PR #2039, opened 2025-08-23
Adds a python pack switcher

Apoptosis847639:
This removes the old batch and shell pack switchers in favor of a python version


Apoptosis847639:
first and last one Dragon is doing,
I'll update the 2nd one

DragonDuck24:
You should probably be doing those changes. In the time between our PRs being merged, the GH action workflow will be borked, and same with the build script.
I will then change it again to reflect my changes. You made this change, and should keep the repo working without mine, as our changes are (mostly) independent.

Apoptosis847639:
> You should probably be doing those changes. In the time between our PRs being merged, the GH action workflow will be borked, and same with the build script. I will then change it again to reflect my changes. You made this change, and should keep the repo working without mine, as our changes are (mostly) independent.

ok i'll do that

WithersChat:
Can we not? I don't like python.

Apoptosis847639:
> Can we not? I don't like python.

Why?

pack-mode-switcher.py
xilni, line 1: This file could really do with a pass by a proper linter like [ruff](https://github.com/astral-sh/ruff) and bonus points if you round out the type hinting with a mypy or even better a ty pass for sanity.

WithersChat:
We will not.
= = = = = = =
- [What to produce]:
The records must be given again in full, exactly as shown.

- [Exercise result]:
PR #2039, opened 2025-08-23
Adds a python pack switcher

Apoptosis847639:
This removes the old batch and shell pack switchers in favor of a python version


Apoptosis847639:
first and last one Dragon is doing,
I'll update the 2nd one

DragonDuck24:
You should probably be doing those changes. In the time between our PRs being merged, the GH action workflow will be borked, and same with the build script.
I will then change it again to reflect my changes. You made this change, and should keep the repo working without mine, as our changes are (mostly) independent.

Apoptosis847639:
> You should probably be doing those changes. In the time between our PRs being merged, the GH action workflow will be borked, and same with the build script. I will then change it again to reflect my changes. You made this change, and should keep the repo working without mine, as our changes are (mostly) independent.

ok i'll do that

WithersChat:
Can we not? I don't like python.

Apoptosis847639:
> Can we not? I don't like python.

Why?

pack-mode-switcher.py
xilni, line 1: This file could really do with a pass by a proper linter like [ruff](https://github.com/astral-sh/ruff) and bonus points if you round out the type hinting with a mypy or even better a ty pass for sanity.

WithersChat:
We will not.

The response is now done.